Excellent -- good stuff. Positive review. Sadly this is probably too late for 4.7.1, but it should get into 4.7.2.

(Now I will have to rebase #5048, and not for the first time. I should stop giving positive reviews to patches that conflict with my own ;-) )

[davidloeffler]

Hang on, there's something wrong with to_even_subgroup.

sage: H = ArithmeticSubgroup_Permutation(S2 = '(1,4,11,14)(2,7,12,17)(3,5,13,15)(6,9,16,19)(8,10,18,20)', S3 = '(1,2,3,11,12,13)(4,5,6,14,15,16)(7,8,9,17,18,19)(10,20)')
sage: G = H.to_even_subgroup()
sage: H.is_subgroup(G)
False

[davidloeffler]

apply over previous patch

[davidloeffler]

Here's a patch. The problem was the use of a python set type: you can certainly enumerate sets, but you shouldn't expect the enumeration order to be consistent! I changed the code slightly to use lists, combining two loops into one.

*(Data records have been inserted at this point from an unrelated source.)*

PR #5928, opened 2021-12-20
chore: Adding tooltip for Select components

rajsam003:

This PR resolves [CX-2231]

### Description

image

### To the reviewers 👀

- Tooltip for select components on storybooks

#### iOS user-facing changes

-

-

#### Dev changes

-

</details>

[CX-2231]: https://artsyproduct.atlassian.net/browse/CX-2231?atlOrigin=eyJpIjoiNWRkNTljNzYxNjVmNDY3MDlhMDU5Y2ZhYzA5YTRkZjUiLCJwIjoiZ2l0aHViLWNvbS1KU1cifQ


ArtsyOpenSource:

- Cross-platform user-facing changes (Tooltip for select components on storybooks)
<p align="right">
  Generated by :no_entry_sign: <a href="https://danger.systems/js">dangerJS</a> against 7eaac22bdbc4c143d71c982b146bfd7f86a2ba50
</p>

olerichter00 (commented):
Is this PR ready for review or still a draft?

rajsam003:
@olerichter00 Its ready now

src/palette/elements/Select/Select.stories.tsx
```diff
@@ -25,6 +25,14 @@ storiesOf("Select", module)
     <List>
       <Select title="Title" showTitleLabel={false} options={options} value="option-1" onSelectValue={() => null} />
       <Select title="Title" options={options} value={null} onSelectValue={() => null} />
+      <Select
+        title="Title"
```
olerichter00, line 29:
```suggestion
        title="With Tooltip"
```

src/palette/elements/Select/Select.tsx
```diff
@@ -108,23 +114,36 @@ const SelectButton: React.FC<{
...
+              {subTitle}
+            </Text>
+          ) : (
+            <Spacer mb={0.5} />
+          )}
+        </Flex>
+        {tooltip ? (
+          <Flex justifyContent="flex-end" marginLeft="auto">
+            <Text variant="xs" color="black60" mb={0.5} onPress={onPressTooltip}>
+              What is this?
```
olerichter00, line 142: Maybe we should pass the text that is shown as a prop instead of a boolean as `tooltip`.

src/palette/elements/Select/Select.tsx
```diff
@@ -108,23 +114,36 @@ const SelectButton: React.FC<{
...
-      )}
+          {subTitle ? (
+            <Text variant="xs" color="black60" mb={0.5}>
+              {subTitle}
+            </Text>
+          ) : (
+            <Spacer mb={0.5} />
+          )}
+        </Flex>
+        {tooltip ? (
```
olerichter00, line 139:
```suggestion
        {!!tooltip && (
```

olerichter00 (changes requested):
This looks pretty good so far! 

I would expect to pass the text ("What is this?") and the content of the tooltip as props to the component.

src/palette/elements/Select/Select.stories.tsx
```diff
@@ -25,6 +25,14 @@ storiesOf("Select", module)
...
+        options={options}
+        value={null}
+        onSelectValue={() => null}
+        tooltip
+        onPressTooltip={() => null}
```
pvinis, line 34: I think this story can get more useful with some actual tooltip. Maybe add something here? Then we can see how this thing is supposed to work.

src/palette/elements/Select/Select.tsx
```diff
@@ -108,23 +114,36 @@ const SelectButton: React.FC<{
   subTitle?: string
   placeholder?: string
   hasError?: boolean
+  tooltip?: boolean
   testID?: string
   onPress(): void
-}> = ({ value, placeholder, onPress, title, showTitleLabel, subTitle, hasError, testID }) => {
+  onPressTooltip?(): void
```
pvinis, line 120: What do you think about `onTooltipPress` or even `onHelpPress`?

Tooltip feels like the wrong name for this whole thing, since we don't actually show a tooltip, but we will just navigate to a help page.

Also, usually the names go `on*Press`, like `onLongPress`.

pvinis:
I tried with a subtitle as well, and it gets funky. Could you ask Jonathan about this case? Maybe the "whats this" stays on the same line as the title?
Screenshot 2021-12-20 at 18 53 25

src/palette/elements/Select/Select.tsx
pvinis, line 142: I wonder if having this text here makes sense, or if its better to replace the `tooltip` prop with something like `tooltipText` or `helpText` so we can customize.

Maybe ask Jonathan about this, and if he sees this changing often, lets to it with the title, if he sees this being the same for a while, then lets keep it as is.

pvinis (changes requested):
Had some ideas and some comments

olerichter00:
I guess this is a `feature` :)

src/palette/elements/Select/Select.stories.tsx
rajsam003: Yes, it is just for navigation. Lemme try adding a modal.

rajsam003:
> I tried with a subtitle as well, and it gets funky. Could you ask Jonathan about this case? Maybe the "whats this" stays on the same line as the title? Screenshot 2021-12-20 at 18 53 25

This makes sense. But in any case, it will overlap. I mean even if the title text is long. 
Let's see what Jonathan says.

olerichter00:
> > I tried with a subtitle as well, and it gets funky. Could you ask Jonathan about this case? Maybe the "whats this" stays on the same line as the title? Screenshot 2021-12-20 at 18 53 25
> 
> This makes sense. But in any case, it will overlap. I mean even if the title text is long. Let's see what Jonathan says.

You should probably give the `Flex` holding the title and the subtitle give the prop `flex: 1` to prevent the overlap. We then need to decide if restrict the number of lines for the title and the subtitle:

**Without line restriction:**
Screenshot 2021-12-28 at 11 18 48

**With line restriction:**
Screenshot 2021-12-28 at 11 19 14

rajsam003:
> > > I tried with a subtitle as well, and it gets funky. Could you ask Jonathan about this case? Maybe the "whats this" stays on the same line as the title? Screenshot 2021-12-20 at 18 53 25
> > 
> > 
> > This makes sense. But in any case, it will overlap. I mean even if the title text is long. Let's see what Jonathan says.
> 
> You should probably give the `Flex` holding the title and the subtitle the prop `flex: 1` to prevent the overlap. Not sure though whether to restrict the number of lines for the title and the subtitle:
> 
> **Without line restriction:** Screenshot 2021-12-28 at 11 18 48
> 
> **With line restriction:** Screenshot 2021-12-28 at 11 19 14

So according to Jonathan, we will want to test this in situ to check on any min-width issues. If the design is done well, probably we should not run into anything quite as sever (or narrow) as the [examples](https://www.figma.com/file/m6gDpKHEWDbYJyrwsVZDBr/Artsy-3.0-Design-System?node-id=5299%3A3124)

But I have added `ml={1}` to the tooltip flexbox to make it look good.
image

olerichter00:
It's still overlapping if the title is too long and I think we should address this.

simulator_screenshot_0DDF0EDF-811E-4A03-ACC8-79E123B5579A

src/palette/elements/Select/Select.tsx
```diff
@@ -108,23 +114,47 @@ const SelectButton: React.FC<{
...
+  onTooltipPress,
+}) => {
   const color = useColor()
   const textStyle = useTextStyleForPalette("sm")
 
   return (
     <Flex>
-      {showTitleLabel ? <Text variant="xs">{title?.toUpperCase()}</Text> : null}
+      <Flex flexDirection="row">
+        <Flex flex={1}>
```
rajsam003, line 139: This can help in adjusting the overlapping of texts. But it displays as overlapped only on storybook as storybook needs some adjustment with width.

PR #5954, opened 2021-12-28
feat: Add prefetching to bottom navigation links

olerichter00:

This PR resolves [CX-1781]

### Description

 Add prefetching to bottom navigation links.

### To the reviewers 👀

-  Add prefetching to bottom navigation links - ole

#### iOS user-facing changes

-

-

#### Dev changes

-

</details>

[CX-1781]: https://artsyproduct.atlassian.net/browse/CX-1781?atlOrigin=eyJpIjoiNWRkNTljNzYxNjVmNDY3MDlhMDU5Y2ZhYzA5YTRkZjUiLCJwIjoiZ2l0aHViLWNvbS1KU1cifQ

### DIFF
--- a/src/lib/Scenes/Home/Home.tsx
+++ b/src/lib/Scenes/Home/Home.tsx
@@ -28,6 +28,7 @@ import {
   RandomWidthPlaceholderText,
   useMemoizedRandom,
 } from "lib/utils/placeholders"
+import { usePrefetch } from "lib/utils/queryPrefetching"
 import { ProvideScreenTracking, Schema } from "lib/utils/track"
 import { useTreatment } from "lib/utils/useExperiments"
 import { compact, times } from "lodash"
@@ -70,6 +71,14 @@ interface Props extends ViewProps {
 }
 
 const Home = (props: Props) => {
+  const prefetchUrl = usePrefetch()
+
+  useEffect(() => {
+    prefetchUrl("search")
+    prefetchUrl("my-profile")
+    prefetchUrl("inbox")
+  }, [])
+
   const {
     homePageAbove,
     homePageBelow,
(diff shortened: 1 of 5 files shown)


ArtsyOpenSource:

- Cross-platform user-facing changes (Add prefetching to bottom navigation links - ole)
<p align="right">
  Generated by :no_entry_sign: <a href="https://danger.systems/js">dangerJS</a> against 976d30e7344a361e9a0b1a23f4a236b218c5ffe8
</p>

src/lib/Scenes/Home/Home.tsx
```diff
@@ -70,6 +71,14 @@ interface Props extends ViewProps {
 }
 
 const Home = (props: Props) => {
+  const prefetchUrl = usePrefetch()
+
+  useEffect(() => {
+    prefetchUrl("search")
+    prefetchUrl("my-profile")
+    prefetchUrl("inbox")
```
olerichter00, line 79: I moved the prefetching from the `BottomTabs` component to the home component because the effect wasn't always called. This works out because the home screen is the first screen when the user opens the app but I'm open to suggestions for a better place.

brainbicycle (approved):
Looks good to me!

brainbicycle:
**question:** not related to this PR but I see we are both using a treatment and a feature flag and was wondering what the reasoning was, it seems like we can turn off completely the treatment so wouldn't need the flag?

olerichter00:
> **question:** not related to this PR but I see we are both using a treatment and a feature flag and was wondering what the reasoning was, it seems like we can turn off completely the treatment so wouldn't need the flag?

You are right and we can disable prefetching via SplitIO. Nevertheless, I find the feature flag useful sometimes to turn off prefetching when debugging anything related to loading states.

pvinis:
> Nevertheless, I find the feature flag useful sometimes to turn off prefetching when debugging anything related to loading states.


sounds like a good devtoggle instead of flag 🤔. but yea, what you say makes sense.

olerichter00:
> It would be great to have a toggle in the Admin Settings to turn on/off every treatment. Similar to the feature flags toggles.

It would be great to have a toggle in the Admin Settings to turn on/off every treatment. Similar to the feature flags toggles.

brainbicycle:
> > It would be great to have a toggle in the Admin Settings to turn on/off every treatment. Similar to the feature flags toggles.
> 
> It would be great to have a toggle in the Admin Settings to turn on/off every treatment. Similar to the feature flags toggles.

Yeah makes sense hadn't considered the dev menu, maybe we could even make the treatment hook add this automatically to dev menu for treatments, thanks for explaining!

Vincent: if you're happy with my change, you can restore the positive review.

[vdelecroix]

Replying to davidloeffler:

Here's a patch. The problem was the use of a python set type: you can certainly enumerate sets, but you shouldn't expect the enumeration order to be consistent! I changed the code slightly to use lists, combining two loops into one.

Vincent: if you're happy with my change, you can restore the positive review.

Thanks for debugging (it seems that you're using the code... cool!).

[davidloeffler]

Hang on, this isn't good:

sage -t -long -force_lib "devel/sage/sage/structure/sage_object.pyx"
**********************************************************************
File "/storage/masiao/sage-4.7.1.alpha4/devel/sage/sage/structure/sage_object.pyx", line 1077:
    sage: sage.structure.sage_object.unpickle_all()  # (4s on sage.math, 2011)
Expected:
    Successfully unpickled ... objects.
    Failed to unpickle 0 objects.
Got: 
     * unpickle failure: load('/home/masiao/.sage/temp/selmer/23062/dir_2/pickle_jar/_class__sage_modular_arithgroup_arithgroup_perm_ArithmeticSubgroup_Permutation__.sobj')
    Failed:
    _class__sage_modular_arithgroup_arithgroup_perm_ArithmeticSubgroup_Permutation__.sobj
    Successfully unpickled 586 objects.
    Failed to unpickle 1 objects.
**********************************************************************
1 items had failures:
   1 of   7 in __main__.example_25
***Test Failed*** 1 failures.
For whitespace errors, see the file /home/masiao/.sage//tmp/.doctest_sage_object.py
         [8.2 s]

This is because sage.modular.arithgroup.arithgroup_perm.ArithmeticSubgroup_Permutation was a class before and is now a factory function, so Python doesn't know how to unpickle pickled objects of that class.

[davidloeffler]

apply over the two preceding patches

[davidloeffler]

It turns out the unpickling problems can be sorted out by ensuring that sage.modular.arithgroup.arithgroup_perm.ArithmeticSubgroup_Permutation can be called with two positional arguments corresponding to L and R. All tests now pass on my system.

[vdelecroix]

Replying to davidloeffler:

It turns out the unpickling problems can be sorted out by ensuring that sage.modular.arithgroup.arithgroup_perm.ArithmeticSubgroup_Permutation can be called with two positional arguments corresponding to L and R. All tests now pass on my system.

All tests and backward compatibility with pickling also pass on my computer. I put a positive review.